The Foundation’s research grant awarded to the Hudson Institute of medical research is targeted and kinder treatment for brain cancer and solid tumours.
Brain cancer and solid tumours, with specific emphasis on Diffuse Intrinsic Pontine Glioma (DIPG), a devastating brain cancer, are the initial focus of an awarded $1.3 million research grant.
The funds granted by the Foundation will be received by a research team based in the Children’s Cancer Foundation Research Laboratory at the Hudson Institute of Medical Research.
Associate Professor Ron Firestein, lead researcher and Head of Hudson Institute’s Centre for Cancer Research, said the research grant will fund a program that is aimed at ensuring children with cancer benefit from major advances already being made in precision medicine for adult cancer.
Scientists at the Hudson Institute of Medical Research will establish a living collection (biobank) of brain tumours and solid cancers – including lab-grown mini-tumours called ‘organoids’.
The biobank will be established using tumour biopsies taken when children are surgically diagnosed at Monash Children’s Hospital and The Royal Children Hospital.
The organoids will be bombarded with almost 1,000 drug compounds, and thousands of genetic targets will be screened. Combining information from each patient’s genetic mutations, their drug sensitivity and resistance and their clinical data will allow clinicians to make treatment decisions specific to each child 4-5 weeks (rather than months) after diagnosis.
It’s like running a clinical trial for each patient. This will revolutionise cancer treatment.
“Every child’s tumour is genetically unique and responds to cancer treatment in different ways. Knowledge of the genetic variability of paediatric tumours is building at a fast pace, and this program is aimed at translating this information into treatment,” said A/Prof. Firestein.

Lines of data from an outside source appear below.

Issue #4703, opened 2018-04-20
SectionEd: Enter-key = Yes/Finalize


a15magkn:
When you get a pop-up window such as deletion or creating a new item you can press the escape-key to exit, and it would be nice if the Enter-key worked as a OK/Yes/Submit shortcut.

![actuallheaderattributes](https://user-images.githubusercontent.com/37794262/39039748-5d215edc-4486-11e8-80d6-e60bcd5573db.JPG)

![areyousurewindow](https://user-images.githubusercontent.com/37794262/39039661-35393156-4486-11e8-8a27-90618e1f3b6b.JPG)

a14isshi:
Finished!

PR #4761, opened 2018-04-23
#4703 - SectionEd: Enter-key = Yes/Finalize

a14oliri:
#4703 

Added functionality so that enter-press will execute the same functions as pressing Yes/OK/SUbmit/Whatever. added this for both adding new items, editing items and deleting.


a14isshi:
Tested and is working!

“Current treatment options, such as chemotherapy and radiation, can have devastating long-term health effects for childhood cancer survivors. Our aim is to develop effective, targeted treatment options specific to each child and therefore improve long-term survival.”
Dr Peter Downie, Head of the Monash Children’s Hospital Cancer Centre said the program is key to the development of new ways to treat children with cancer.
“What I’d like to be able to say one day to parents of children diagnosed with cancer, is that personalised treatment will cure their child, with minimal side effects.” Dr Downie said.
“The Children’s Cancer Foundation is proud to fund this innovative program through our research grants. We hope that one day children and adolescents with cancer across Australia will ultimately benefit from this research program,” said Aileen Boyd-Squires, Chief Executive of the Children’s Cancer Foundation (2012-2019).
Donate towards better, kinder and more successful treatments today.
Precision medicine is an emerging approach to disease treatment and prevention that takes into account individual variability in genetic data, and other unique personalised information.
Before precision cancer medicine, patients with a specific type and stage of cancer received a ‘one size fits all’ treatment. However, certain treatments work better for some patients than for others, and some patients require lower dosages of these toxic drugs, meaning less potentially debilitating side effects.
Precision cancer medicine involves testing genetic material from patient’s tumours to identify the mutations or other changes that drive their cancer. Scientists and clinicians then use this information to identify therapies that are targeted for the individual patient and their specific sub-type of cancer.
Precision medicine has the potential to revolutionise healthcare delivery, by improving treatment effectiveness as well as sparing patients the costs and side-effects of therapies from which they would not benefit, based on their individual profile.
This is particularly important for children with cancer who will live with the side effects of their treatment for the rest of their lives.